Issue #543, opened 2022-05-16
Request: NHS Healthier Families recipes


jayaddison:
We always enjoy adding support for new websites to the library!

To help us out, please check that recipes published on the website you're requesting are public (we can't currently scrape recipes that require an account login) and add sample recipe URL(s) below:

- https://www.nhs.uk/healthier-families/recipes/chilli-con-carne/
- https://www.nhs.uk/healthier-families/recipes/caribbean-tofu-and-sweet-potato-curry-with-rice-and-peas/

Can you write Python and would you like to help add the scraper yourself?  We'd be glad for your assistance!  We can provide you with guidance and code review in return.  If so, tick any of the relevant boxes below:

- [x] I'd like to try adding this scraper myself
- [ ] I'd like guidance to help me develop a scraper
- [x] I'd prefer if the `recipe-scrapers` community try to add this

I'll try to provide an implementation for this soon - alternatively I'm happy to code review any pull requests.

PR #546, opened 2022-05-26
Add netiquette / robots.txt section to README

jayaddison:
After implementing #543 I noticed that one of the example recipes ~~is disallowed~~ appeared to be disallowed based on the host's `robots.txt` definition (this was caught by some code from openculinary/crawler#22).

Perhaps we should move that into the `recipe-scrapers` library?

Maybe it's controversial: it could cause a few scrapers to break in practice.  But I think it's probably the correct thing to do, netiquette-wise.

### DIFF
--- a/recipe_scrapers/_exceptions.py
+++ b/recipe_scrapers/_exceptions.py
@@ -48,10 +48,5 @@ class DisallowedByRobotsTXT(RecipeScrapersExceptions):
 
     def __init__(self, url):
         self.url = url
-        message = str().join(
-            (
-                f"Retrieval of {self.url} is disallowed by the host's robots.txt file; ",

* WHAT IS REQUIRED *
Exactly the lines from the one containing "Perhaps we should" through the end of the listing should be reproduced, both ends included and nothing more.

* SOLVED PROBLEM *
Perhaps we should move that into the `recipe-scrapers` library?

Maybe it's controversial: it could cause a few scrapers to break in practice.  But I think it's probably the correct thing to do, netiquette-wise.

### DIFF
--- a/recipe_scrapers/_exceptions.py
+++ b/recipe_scrapers/_exceptions.py
@@ -48,10 +48,5 @@ class DisallowedByRobotsTXT(RecipeScrapersExceptions):
 
     def __init__(self, url):
         self.url = url
-        message = str().join(
-            (
-                f"Retrieval of {self.url} is disallowed by the host's robots.txt file; ",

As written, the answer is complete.